Single Cell Sequencing of Human Langerhans Cells Identifies Altered Gene Expression Profiles in Patients with Atopic Dermatitis

Atopic dermatitis (AD) is characterized by dysregulated T cell immunity and skin microbiome dysbiosis with predominance of Staphylococcus aureus (S. aureus). Emerging evidence suggests a role for S. aureus in exacerbating AD skin inflammation. We have previously shown that specific glycosylation of S. aureus cell wall structures amplifies skin inflammation through interaction with Langerhans cells (LCs). However, the role of LCs in AD remains poorly characterized. Here, we performed single cell RNA-sequencing of primary epidermal LCs and dermal T cells isolated from skin biopsies of AD patients and healthy controls, alongside specific glycoanalysis of S. aureus strains isolated from the AD lesions. Our findings reveal four LC subpopulations, including two steady-state clusters (LC1 and LC1_H) and two pro-inflammatory/matured subsets (LC2 and migratory LCs). The latter two subsets were enriched in AD skin.
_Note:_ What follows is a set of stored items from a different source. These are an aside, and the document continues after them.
PR #150, opened 2024-10-04
ci: build & test also on centos-stream-10

ptoscano:
Factorize the existing tests blocks for centos-stream first, so adding the new version is easier.

### DIFF
--- a/.packit.yml
+++ b/.packit.yml
@@ -49,21 +49,9 @@ jobs:
 
   - job: tests
     trigger: pull_request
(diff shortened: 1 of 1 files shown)


ptoscano:
> Shouldn't we drop support for centos-stream-8 ? It is not supported anymore, right? I can still see it in the "targets".

That's a separate discussion, this is focusing only on c10s.

jirihnidek (approved):
LGTM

AD LCs showed enhanced expression of C-type lectin receptors, the high-affinity IgE receptor (FcεR1), and activation of prostaglandin and leukotrienes biosynthesis pathways, as well as upregulated transcriptional signatures related to T cell activation pathways and increased expression of CCL17 (specifically LC2) compared to healthy LCs. Correspondingly, T helper 2 and regulatory T cell populations were increased in AD lesions. Our study provides proof-of-concept for a role of LCs in connecting the S. aureus-T cell axis in the AD inflammatory cycle.